ADDRESS OF HIS HOLINESS
Monday, 7 November 2005
Dear Bishop Hansen,
It is with great joy that I welcome the representatives of the Lutheran World Federation on the occasion of your official visit to Rome. With gratitude I remember the presence of your delegation both at the funeral of the late Pope John Paul II and at the solemn inauguration of my own ministry as Bishop of Rome.
For many years the Catholic Church and the Lutheran World Federation have enjoyed close contacts and participated in intensive ecumenical dialogue. This exchange of ideas has been most productive and promising. Indeed, one of the results of this fruitful dialogue is the Joint Declaration on Justification, which constitutes a significant milestone on our common path to full visible unity. This is an important achievement. In order to build on this accomplishment, we must accept that differences remain regarding the central question of justification; these need to be addressed, together with the ways in which God’s grace is communicated in and through the Church.
As I mentioned during my recent visit to Cologne, I hope the future progress of our dialogue on these issues will not only be placed in a context of “institutional” questions, but will take into account the true source of all ministry in the Church. In fact, the mission of the Church is to witness to the truth of Jesus Christ, the Word made flesh. Word and witness go together: the Word calls forth and gives form to the witness; the witness derives its authenticity from total fidelity to the Word, as expressed and lived in the apostolic community of faith under the guidance of the Holy Spirit.
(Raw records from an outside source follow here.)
PR #343, opened 2022-09-20
4337 exploration

voltrevo:
## What is this PR doing?

*These are early ideas and not intended for merging at this stage.*

This is a draft of how we might integrate [eth-infinitism's version of 4337](https://github.com/eth-infinitism/account-abstraction/blob/develop/eip/EIPS/eip-4337.md). I'm referencing this version specifically because the [official EIP](https://github.com/ethereum/EIPs/blob/master/EIPS/eip-4337.md) doesn't currently have the signature aggregation support we need.

A wallet integrating us as a 4337 wallet would still need to understand how to rewrite a transaction as (or otherwise generate) a [`UserOperation`](https://github.com/eth-infinitism/account-abstraction/blob/42b643c/contracts/interfaces/UserOperation.sol#L19-L32) (aka [`UserOperation4337`](https://github.com/web3well/bls-wallet/blob/2e68505/contracts/contracts/interfaces/UserOperation4337.sol)). Critically, this means knowing how to do a BLS signature.

A `UserOperation` looks like this:

```solidity
    struct UserOperation {

        address sender;
        uint256 nonce;
        bytes initCode;
        bytes callData;
        uint256 callGasLimit;
        uint256 verificationGasLimit;
        uint256 preVerificationGas;
        uint256 maxFeePerGas;
        uint256 maxPriorityFeePerGas;
        bytes paymasterAndData;
        bytes signature;
    }
```
https://github.com/eth-infinitism/account-abstraction/blob/42b643c/contracts/interfaces/UserOperation.sol#L19-L32

Gas is a big thing we're doing differently. Currently our idea is still to reward `tx.origin` in an unspecified way (ie `tx.origin` just detects that they'll get paid by simulating the tx), so we'd be opting out of the 4337 gas mechanisms by setting gas limits high and fee per gas fields to zero.

`initCode` can be left as an empty byte array, but it means doing the creation step explicitly.

`callData` is an encoded call to [`BLSWallet#performOperation`](https://github.com/web3well/bls-wallet/blob/2e68505/contracts/contracts/BLSWallet.sol#L148) which has been changed to allow calls from the 4337 entry point as well as the verification gateway.

`signature` is the result of signing the `UserOperation` with an empty `signature` field (TODO: there's a bit of a wrinkle here, need to update based on `requestId`). (Note: This means signing for a 4337 `UserOperation` is different for signing an equivalent `Bundle`. It might be possible to make these signatures equal but it would mean doing more data wrangling on-chain which means more gas and it doesn't seem to have much benefit (might need to prevent collisions by using a different bls domain though).)

As it stands, when these `UserOperation`s go into the mempool they won't work out-of-the-box with clients designed for 4337 for two reasons:
- We're not explicitly offering any gas compensation
- 4337 relies on on-chain code for defining how the off-chain signature aggregation works ([ref](https://github.com/eth-infinitism/account-abstraction/blob/8083c53/eip/EIPS/eip-4337.md?plain=1#L126-L128)), and we're not supplying that on-chain code right now (it's missing from blsLib but can hopefully be added)

This means that we either need to:
- convince 4337 implementers (in clients aka nodes) to also implement our alternative reward mechanism and specifically add BLS signature aggregation
- OR add independent nodes that find our `UserOperation`s and aggregate+submit them (ie - something like the aggregator we have now)
- OR pivot to 4337's gas compensation (and just being a 4337 wallet in general?) and add the on-chain BLS signature aggregation code ([ref](https://github.com/eth-infinitism/account-abstraction/blob/8083c53/eip/EIPS/eip-4337.md?plain=1#L126-L128))

NA

Nope.

## Checklist
- ~[ ] I have manually tested these changes~

## Guidelines

### DIFF
--- a/contracts/clients/src/BlsWalletWrapper.ts
+++ b/contracts/clients/src/BlsWalletWrapper.ts
@@ -57,6 +57,7 @@ export default class BlsWalletWrapper {
     const initFunctionParams =
       BLSWallet__factory.createInterface().encodeFunctionData("initialize", [
         verificationGatewayAddress,
+        ethers.constants.AddressZero, // TODO: 4337 EntryPoint address
       ]);
 
     return ethers.utils.getCreate2Address(
--- a/contracts/contracts/BLSWallet.sol
+++ b/contracts/contracts/BLSWallet.sol
@@ -6,7 +6,7 @@ pragma abicoder v2;
 //To avoid constructor params having forbidden evm bytecodes on Optimism
 import "@openzeppelin/contracts/proxy/utils/Initializable.sol";
 import "./interfaces/IWallet.sol";
-
+import "./interfaces/UserOperation4337.sol";
 
 /** Minimal upgradable smart contract wallet.
     Generic calls can only be requested by its trusted gateway.
@@ -23,6 +23,7 @@ contract BLSWallet is Initializable, IWallet
 
     // BLS variables
     address public trustedBLSGateway;
+    address public trustedEntryPoint;
     address pendingBLSGateway;
     uint256 pendingGatewayTime;
 
@@ -49,10 +50,12 @@ contract BLSWallet is Initializable, IWallet
     );
 
     function initialize(
-        address blsGateway
+        address blsGateway,
+        address entryPoint
     ) external initializer {
         nonce = 0;
         trustedBLSGateway = blsGateway;
+        trustedEntryPoint = entryPoint;
     }
 
     receive() external payable {}
@@ -144,7 +147,7 @@ contract BLSWallet is Initializable, IWallet
      */
     function performOperation(
         IWallet.Operation calldata op
-    ) public payable onlyTrustedGateway thisNonce(op.nonce) returns (
+    ) public payable onlyTrusted thisNonce(op.nonce) returns (
         bool success,
         bytes[] memory results
     ) {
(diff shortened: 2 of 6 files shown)


voltrevo:
@jzaki I tried fixing getInitializeData but it didn't resolve the gas limit issue. It does seem to be about the actual contract size. I tested this by pruning the recovery feature and got the remaining tests working (which includes deploying the downsized `VerificationGateway`). There's a branch for this [here](https://github.com/web3well/bls-wallet/tree/4337-exploration-prune-test). We can also reproduce the same issue by [artificially bloating the contract to make it too big again](https://github.com/web3well/bls-wallet/tree/4337-exploration-prune-bloat-test).

Anyway, I don't think it has much bearing on our decision process here - we can chase it up later.

jzaki:
> @jzaki I tried fixing getInitializeData but it didn't resolve the gas limit issue. 

The changes to the constructor params means the initializeData bytes need to be updated, otherwise the tx reverts (out of gas).

You _may_ legitimately be out of gas when deploying the VerificationGateway if its bytecode increased by a non-small amount.
By importing UserOperation.sol you're importing definitions (UserOperation), but also the bytecode, into to VerificationGateway.

voltrevo:
> The changes to the constructor params means the initializeData bytes need to be updated, otherwise the tx reverts (out of gas).

I think you might have misread that I fixed it? Let me know if [this](https://github.com/web3well/bls-wallet/pull/343/commits/92f6ec846734aab41f630d232c28563e909987b0#diff-b48b32d4b9972fa32985b2f1dfcf06f7a35cc8f8d77c549b9332dc651d55fcbaR361) looks wrong to you.

> You may legitimately be out of gas when deploying the VerificationGateway if its bytecode increased by a non-small amount.
By importing UserOperation.sol you're importing definitions (UserOperation), but also the bytecode, into to VerificationGateway.

Yep this is what's going on. Just trying to make things clear ([see this previously linked demonstration](https://github.com/web3well/bls-wallet/tree/4337-exploration-prune-bloat-test) (see most recent commit in that branch)).

This means there's either a hardhat issue here that needs fixing or there is a genuine hard limit that forces us to use a separate contract. Possibly the limit does not apply to arbitrum and maybe other L2s. Do you have any thoughts on this?

jacque006:
@voltrevo @jzaki Can this PR be closed? (archived, branch & PR may be useful for later)

PR #344, opened 2022-09-21
Improve clients docs

### LINKED ISSUE #330: Improvements to use_bls_wallet_clients.md
- `yarn install` -> `yarn add`
  - "You will also need to have ethers installed." misleading: ethers is a dependency of bls-wallet-clients
  - Typo in example: `BlsWallerWrapper` -> `BLSWalletWrapper`
  - Could use some more guidance for eg specifying addresses, getting private key

voltrevo:
## What is this PR doing?

A variety of improvements to make the guide easier to follow, particularly fixes to the example code.

Try the example code.

Resolves #330.

## Checklist

## Guidelines

### DIFF
--- a/docs/use_bls_wallet_clients.md
+++ b/docs/use_bls_wallet_clients.md
@@ -12,8 +12,6 @@ yarn add bls-wallet-clients
 # deno in example further below
 ```
 
-You will also need to have [ethers](https://docs.ethers.io) installed.
-
 ## Import
 
 ```typescript
--- a/docs/use_bls_wallet_clients.md
+++ b/docs/use_bls_wallet_clients.md
@@ -16,7 +16,7 @@ yarn add bls-wallet-clients
 
 ```typescript
 import { providers } from "ethers";
-import { Aggregator, BLSWalletWrapper, getConfig } from "bls-wallet-clients";
+import { Aggregator, BlsWalletWrapper, getConfig } from "bls-wallet-clients";
 ```
 
 ### Deno
@@ -25,7 +25,7 @@ You can use [esm.sh](https://esm.sh/) or a similar service to get Deno compatibl
 
 ```typescript
 import { providers } from "https://esm.sh/ethers@latest";
-import { Aggregator, BLSWalletWrapper, getConfig } from "https://esm.sh/bls-wallet-clients@latest";
+import { Aggregator, BlsWalletWrapper, getConfig } from "https://esm.sh/bls-wallet-clients@latest";
 ```
 
 ## Get Deployed Contract Addresses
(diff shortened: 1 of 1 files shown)


docs/use_bls_wallet_clients.md
```diff
@@ -39,55 +37,91 @@ If you would like to deploy to a remote network, see [Remote development](./remo
...
-  netCfg.contracts.verificationGateway,
+  netCfg.addresses.verificationGateway,
   provider
 );
 
-const erc20Address = "0x...";
+const erc20Address = netCfg.addresses.testToken; // Or some other ERC20 token
 const erc20Abi = [
-    "function transfer(address to, uint amount) returns (bool)",
+    'function mint(address to, uint amount) returns (bool)',
```
jacque006, line 76: Although we include `mint` on our test token, and `_mint` is a function in the OpenZeppelin ERC20 implementation it is not part of the standard ERC20 interface. I would recommend keeping this as the more common `transfer` here and below.

```suggestion
    'function transfer(address to, uint amount) returns (bool)',
```

docs/use_bls_wallet_clients.md
```diff
@@ -39,55 +37,91 @@ If you would like to deploy to a remote network, see [Remote development](./remo
...
 
-const aggregator = new Aggregator("https://rinkarby.blswallet.org");
-await aggregator.add(bundle);
+const aggregator = new Aggregator('https://arbitrum-goerli.blswallet.org');
+
+console.log('Sending bundle to the aggregator');
+const addResult = await aggregator.add(bundle);
+
+if ('failures' in addResult) {
+  throw addResult.failures.join('\n');
```
jacque006: I would not recommend throwing non-Error object or primitives as no stack information will be included, making it harder to track down.

```suggestion
  throw new Error(addResult.failures.join('\n'));
```

docs/use_bls_wallet_clients.md
```diff
@@ -39,55 +37,91 @@ If you would like to deploy to a remote network, see [Remote development](./remo
...
+}
+
+console.log('Bundle hash:', addResult.hash);
+
+const checkConfirmation = async () => {
+  console.log('Checking for confirmation')
+  const maybeReceipt = await aggregator.lookupReceipt(addResult.hash);
```
jacque006, line 114: As a future improvement, we could add a `wait` function to the return value from `aggregator.add` that does this under the covers. This would also help partially match the familiarity of a ethers.js Transaction.

```typescript
const addResult = await aggregator.add(bundle);
await addResult.wait();
```

jacque006 (approved):

docs/use_bls_wallet_clients.md
voltrevo: I see what you mean, but the good thing about `mint` is it allows this to work without any other set up (sending tokens to the contract wallet some other way first).

What do you think we should do instead?

docs/use_bls_wallet_clients.md
voltrevo: Ah good point. Fixed.

docs/use_bls_wallet_clients.md
voltrevo: Interesting idea. We'd definitely benefit from the aggregator being able to let us know when the transaction has been processed instead of polling it as new blocks come in. In particular, we often hit the aggregator just before it receives its own confirmation this way, which means we wait for a whole extra unrelated block.

In terms of the api, we're currently providing a direct translation of the http api, so I'd rather add something like `waitForReceipt` rather than shoehorning an exception like this. Reworking the API to be more standard/like ethers could be a good idea too though.

docs/use_bls_wallet_clients.md
jacque006: I originally wrote this with the assumption that it could be any arbitrary token. I think if we the example to use our config for populating the contract we could include both and just leave a comment on the `mint`.

```typescript
const erc20Abi = [
    'function transfer(address to, uint amount) returns (bool)',
    // ... other ERC20 functions
    // Included on BLS Wallet test token for convenience, remove if using another token.
    'function mint(address to, uint amount) returns (bool)',
];
```

PR #349, opened 2022-10-02
update config for extension

kautukkundan:
## What is this PR doing?
For unknown reason extension wasn't able to resolve localhost to 127.0.0.1 so updated the config to use the IP by default

import the extension in browser and test creating wallet

none

## Checklist

## Guidelines

### DIFF
--- a/extension/config.example.json
+++ b/extension/config.example.json
@@ -18,7 +18,7 @@
       "chainId": "0x7a69",
       "displayName": "Local Network",
       "logo": "",
-      "rpcTarget": "http://localhost:8545",
+      "rpcTarget": "http://127.0.0.1:8545",
       "chainCurrencyName": "Ethereum",
       "chainCurrency": "ETH",
       "aggregatorUrl": "http://localhost:3000",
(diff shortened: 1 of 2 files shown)


JohnGuilding:
Was there a specific error when localhost wouldn't resolve to 127.0.0.1? 

Just tried to recreate the error in `main` and can create a wallet locally. Are those the correct reproduction steps?

kautukkundan:
The wallet is unable to reach the hardhat server because localhost doesn't resolve the correct local IP. It maybe specific to my system (considering metamask is also unable to resolve localhost to connect to hardhat), I may have borked some network settings. However, setting it to the exact IP will make sure no one else face the same issue as it was a little hard to debug.

image

JohnGuilding (approved):
Gotcha, strange MetaMask isn't working for you either. Was reading about similar issues online and a few stackoverflow answers suggested clearing your browser cache. https://stackoverflow.com/questions/33524826/localhost-not-working-in-chrome-127-0-0-1-does-work

Tested in your branch with no issues - approved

The International Lutheran Roman-Catholic Commission on Unity will soon complete its fourth phase of dialogue and publish its findings in a document on the Apostolicity of the Church. We are all aware that our fraternal dialogue is challenged not just by the need to verify the reception of these shared formulations of doctrine in our respective communions, but even more so today by a general climate of uncertainty regarding Christian truths and ethical principles which formerly went unquestioned. This common patrimony in certain cases is being undermined by changed hermeneutical approaches.
Our ecumenical path together will continue to encounter difficulties and will demand patient dialogue. I draw much encouragement, however, from the solid tradition of serious study and exchange which has characterized Catholic-Lutheran relations over the years. We are comforted by the fact that our search for unity is guided by the presence of the Risen Lord and by the inexhaustible power of his Spirit “which blows where it wills” (Jn 3:8). As we prepare to mark the five-hundredth anniversary of the events of 1517, we should intensify our efforts to understand more deeply what we have in common and what divides us, as well as the gifts we have to offer each other. By persevering in this journey we pray that the face of Christ may shine ever more brightly in his disciples in order that all may be one so that the world may believe (cf. Jn 17:21).
Let us thank God for all that has been achieved so far in Catholic-Lutheran relations, and let us pray that we may continue to move together towards the unity that the Lord wills.